> Prompt:
Go through the entries below and copy each line containing the word "errors".

> Extracted material:
Issue #486, opened 2017-01-17
Tests emit errors under windows


koenfugro:
While tests pass, there's a number of errors emitted (see below). This is basically due to the expectation in test_index.py that 'sync' is an os command that can be started via os.system. It is not on windows, so basically the sync() calls are a no-op on that platform. I would suggest to make sync() a real no-op (lambda: None) on win32. The errors are harmless, but they go against my obsession for an error- and warning-free world!

```
D:\Sources\dulwich>py -2 -m unittest dulwich.tests.test_suite
.s................................................................................................................................ss.s.s.....................s.s
.................................................................ssssss.....'sync' is not recognized as an internal or external command,
operable program or batch file.
'sync' is not recognized as an internal or external command,
operable program or batch file.
'sync' is not recognized as an internal or external command,
operable program or batch file.
'sync' is not recognized as an internal or external command,
operable program or batch file.
.s.......................................................................................................................................s..s.s.................
................................................................................................................................................................
.........................s......................................................................................................................................
...............................s.................................sss.s..........................................................................................
........................s.....................................x.......ss.s........................ssssssssssssssssssssssssssss.....sssssssssssssssssssssssssssss
ssssssssssssssssssssssssssssssssssssssssssssssssssssssssssssssssssssssssss
----------------------------------------------------------------------
Ran 1110 tests in 84.942s

OK (skipped=158, expected failures=1)

D:\Sources\dulwich>

```

jelmer:
Merged your pull request, thanks!

PR #487, opened 2017-01-17
Squelch errors in test_index under windows.

koenfugro:
Fix for issue https://github.com/jelmer/dulwich/issues/486

### DIFF
--- a/dulwich/tests/test_index.py
+++ b/dulwich/tests/test_index.py
@@ -368,8 +368,8 @@ class BuildIndexTests(TestCase):
             self.assertEqual(['d'],
                 sorted(os.listdir(os.path.join(repo.path, 'c'))))
 
+    @skipIf(not getattr(os, 'sync', None), 'Requires sync support')
     def test_norewrite(self):
-        sync = getattr(os, 'sync', lambda: os.system('sync'))
         repo_dir = tempfile.mkdtemp()
         self.addCleanup(shutil.rmtree, repo_dir)
         with Repo.init(repo_dir) as repo:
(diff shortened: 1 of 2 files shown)


dulwich/tests/test_index.py
```diff
@@ -369,7 +369,10 @@ def test_nonempty(self):
                 sorted(os.listdir(os.path.join(repo.path, 'c'))))
 
     def test_norewrite(self):
-        sync = getattr(os, 'sync', lambda: os.system('sync'))
+        if sys.platform != 'win32':
```
jelmer: Ignoring these is going to lead to spurious errors. Perhaps we can just stick to calling os.sync when it is available and skipping this test otherwise (e.g. using @skipIf)? os.sync is available in python3 on windows too AFAIK.

koenfugro: Hmm, i don't think so, according to https://docs.python.org/3/library/os.html:

```
os.sync()
Force write of everything to disk.

Availability: Unix.

New in version 3.3.

```

I'll go with the approach of skipping the test on windows .. I've done some cursory research (googling it) and it seems sync-ing system-wide isn't something one easily does on windows.

jelmer: Seems reasonable to me :)

koenfugro: Hmm, skipping the test if os.sync is not present will also have it skipped when using python2. I can check if sync is a system command of course, but that's going to be a pretty complicated check for finding out whether to skip the test..

Just checking if os.sync exists is most straight-forward it seems, but feels like throwing out the baby with the bathwater..

jelmer: Either seems reasonable. It's fine to have the test python3-only, I guess. Just so long as we don't run the test with a dummy os.sync, as that'll lead to spurious failures.

koenfugro:
Ok, force pushed the ifskip-solution.

jelmer:
Merged, thanks!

> The answer:
Tests emit errors under windows
While tests pass, there's a number of errors emitted (see below). This is basically due to the expectation in test_index.py that 'sync' is an os command that can be started via os.system. It is not on windows, so basically the sync() calls are a no-op on that platform. I would suggest to make sync() a real no-op (lambda: None) on win32. The errors are harmless, but they go against my obsession for an error- and warning-free world!
Squelch errors in test_index under windows.
jelmer: Ignoring these is going to lead to spurious errors. Perhaps we can just stick to calling os.sync when it is available and skipping this test otherwise (e.g. using @skipIf)? os.sync is available in python3 on windows too AFAIK.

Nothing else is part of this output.